- Date: 22–28 August
- Edition: 20th
- Surface: Clay
- Location: Banja Luka, Bosnia and Herzegovina

Champions

Singles
- Fábián Marozsán

Doubles
- Vladyslav Manafov / Oleg Prihodko
| Banja Luka Challenger |

= 2022 Banja Luka Challenger =

The 2022 Banja Luka Challenger was a professional tennis tournament played on clay courts. It was the 20th edition of the tournament which was part of the 2022 ATP Challenger Tour. It took place in Banja Luka, Bosnia and Herzegovina from 22 to 28 August 2022.
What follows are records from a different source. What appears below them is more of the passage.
PR #1104, opened 2025-05-01
Fix listener TaskExecutor config

### LINKED ISSUE #1103: Unable to configure virtual thread based Executor
Spring Pulsar version: `1.2.4`
Spring Boot version: `3.4.4`
JDK version is `21`

I tried to switch the threads on which the `@PulsarListener` methods run to virtual threads, but the thread name remained prefixed with `EndpointContainer#0-0-C`.

I'm unsure if I'm missing something, but I suspect the virtual thread setup doesn't work.

## Why it doesn't seem to work

Firstly, because the `@PulsarListener` annotated method doesn't log using the custom thread prefix I set.
If the Spring Boot level virtual thread usage is configured, it doesn't use that thread prefix either.

Secondly, I added the following code snippet to a `@SpringBootTest`:

```java
final List<String> containerClassTypes = applicationContext
    .getBean(PulsarListenerContainerRegistry.class)
    .getAllListenerContainers()
    .stream()
    .map(container -> {
        if (container instanceof ConcurrentPulsarMessageListenerContainer listenerContainer) {
            return listenerContainer.getContainerProperties().getConsumerTaskExecutor().getClass().getSimpleName();
        } else {
            return "Not concurrent pulsar listener container.";
        }
    })
    .toList();
```

The list only contained `SimpleAsyncTaskExecutor` values.

### Attempt 1

I set the `spring.threads.virtual.enabled` property to `true`.

### Attempt 2

I created a container factory customizer bean, as described in the documentation.

```java
@Configuration
public class PulsarVirtualThreadConfig {

    @Bean
    public PulsarContainerFactoryCustomizer<ConcurrentPulsarListenerContainerFactory<Object>> customPulsarVirtualThreadListenerCustomization() {
        return factory -> factory
            .getContainerProperties()
            .setConsumerTaskExecutor(new VirtualThreadTaskExecutor("pulsar-consumer-virtual-thread-"));
    }

}
```

## Possible reason for the problem

After debugging the Spring Pulsar code for a while, it seems to me that at some point there is a manual deep clone of container properties, and the executor property isn't copied. Because of this it'll always be `null`, and will always be set to a `SimpleAsyncTaskExecutor`.

### Debugging steps in the `v1.2.5` codebase

1. `PulsarListenerEndpointRegistrar:82`
   1. It seems the `@PulsarListener` registrations start here, called by Spring during initialization.
2. `PulsarListenerEndpointRegistrar:91`
   1. The factory here contains the `VirtualThreadTaskExecutor` set using either method described earlier.
3. `ConcurrentPulsarListenerContainerFactory:122`
   1. This is the last place where we can observe the factory properties containing the `VirtualThreadTaskExecutor` in the `consumerTaskExecutor` field.
   2. The `PulsarContainerProperties` object passed into the new instance of `ConcurrentPulsarMessageListenerContainer` does not have its `consumerTaskExecutor` field set.
4. When the `doStart` method is called on `ConcurrentPulsarMessageListenerContainer`, it'll eventually call the `configureChildContainer` method. Here, at line 124, the `consumerTaskExecutor` is always `null`, and a new `SimpleAsyncTaskExecutor` will be created.

garfailed:
Fixes #1103

I noticed there are missing unit tests for the listener container default property setup. I tried creating them, but it seems like a larger piece of work with all the factory / endpoint / default branches.

Should I work on that and create a separate PR for it, or would it not add that much value?

### DIFF
--- a/spring-pulsar/src/main/java/org/springframework/pulsar/config/ConcurrentPulsarListenerContainerFactory.java
+++ b/spring-pulsar/src/main/java/org/springframework/pulsar/config/ConcurrentPulsarListenerContainerFactory.java
@@ -37,6 +37,7 @@ import org.springframework.util.StringUtils;
  * @author Chris Bono
  * @author Alexander Preuß
  * @author Vedran Pavic
+ * @author Daniel Szabo
  */
 public class ConcurrentPulsarListenerContainerFactory<T>
 		extends AbstractPulsarListenerContainerFactory<ConcurrentPulsarMessageListenerContainer<T>, T> {
@@ -80,6 +81,7 @@ public class ConcurrentPulsarListenerContainerFactory<T>
 		var containerProps = new PulsarContainerProperties();
 
 		// Map factory props (defaults) to the container props
+		containerProps.setConsumerTaskExecutor(factoryProps.getConsumerTaskExecutor());
 		containerProps.setSchemaResolver(factoryProps.getSchemaResolver());
 		containerProps.setTopicResolver(factoryProps.getTopicResolver());
 		containerProps.setSubscriptionType(factoryProps.getSubscriptionType());
--- a/spring-pulsar/src/main/java/org/springframework/pulsar/config/AbstractPulsarListenerContainerFactory.java
+++ b/spring-pulsar/src/main/java/org/springframework/pulsar/config/AbstractPulsarListenerContainerFactory.java
@@ -115,7 +115,6 @@ public abstract class AbstractPulsarListenerContainerFactory<C extends AbstractP
 
 		endpoint.setupListenerContainer(instance, this.messageConverter);
 		initializeContainer(instance, endpoint);
-		// customizeContainer(instance);
 		return instance;
 	}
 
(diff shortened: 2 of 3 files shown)


spring-pulsar/src/main/java/org/springframework/pulsar/config/ConcurrentPulsarListenerContainerFactory.java
```diff
@@ -80,6 +81,7 @@ protected ConcurrentPulsarMessageListenerContainer<T> createContainerInstance(Pu
 		var containerProps = new PulsarContainerProperties();
 
 		// Map factory props (defaults) to the container props
+		containerProps.setConsumerTaskExecutor(factoryProps.getConsumerTaskExecutor());
```
garfailed, line 84: I didn't do the null check mentioned in the issue comment because this will always be a new instance. Most other options also assume we just want to set the factory values.

onobc:
Thanks for the contribution @garfailed . We will get to the review here shortly. 

> I noticed there are missing unit tests for the listener container default property setup. I tried creating them, but it seems like a larger piece of work with all the factory / endpoint / default branches.
> Should I work on that and create a separate PR for it, or would it not add that much value?

Adding the tests would likely be a valuable thing, especially if it would have revealed this issue up front. Since you have already added a test to catch this fix, I would add those other tests in a separate PR.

==Singles main-draw entrants==
===Seeds===

| Country | Player | Rank^{1} | Seed |
|---|---|---|---|
| ESP | Nicolás Álvarez Varona | 223 | 1 |
| HUN | Fábián Marozsán | 234 | 2 |
| BIH | Damir Džumhur | 238 | 3 |
| ESP | Nikolás Sánchez Izquierdo | 244 | 4 |
| FIN | Otto Virtanen | 247 | 5 |
| POR | Frederico Ferreira Silva | 251 | 6 |
| ITA | Lorenzo Giustino | 252 | 7 |
| BIH | Mirza Bašić | 258 | 8 |

- ^{1} Rankings are as of 15 August 2022.

===Other entrants===
The following players received wildcards into the singles main draw:
- UKR Yevhenii Bondarenko
- BIH Damir Džumhur
- Matvey Minin

The following player received entry into the singles main draw using a protected ranking:
- GBR Jan Choinski

The following player received entry into the singles main draw as an alternate:
- ROU Filip Cristian Jianu

The following players received entry from the qualifying draw:
- BEL Kimmer Coppejans
- LIB Benjamin Hassan
- BIH Aldin Šetkić
- BRA Thiago Seyboth Wild
- GER Marko Topo
- ITA Alexander Weis

==Champions==
===Singles===

- HUN Fábián Marozsán def. BIH Damir Džumhur 6–2, 6–1.

===Doubles===

- UKR Vladyslav Manafov / UKR Oleg Prihodko def. GER Fabian Fallert / GER Hendrik Jebens 6–3, 6–4.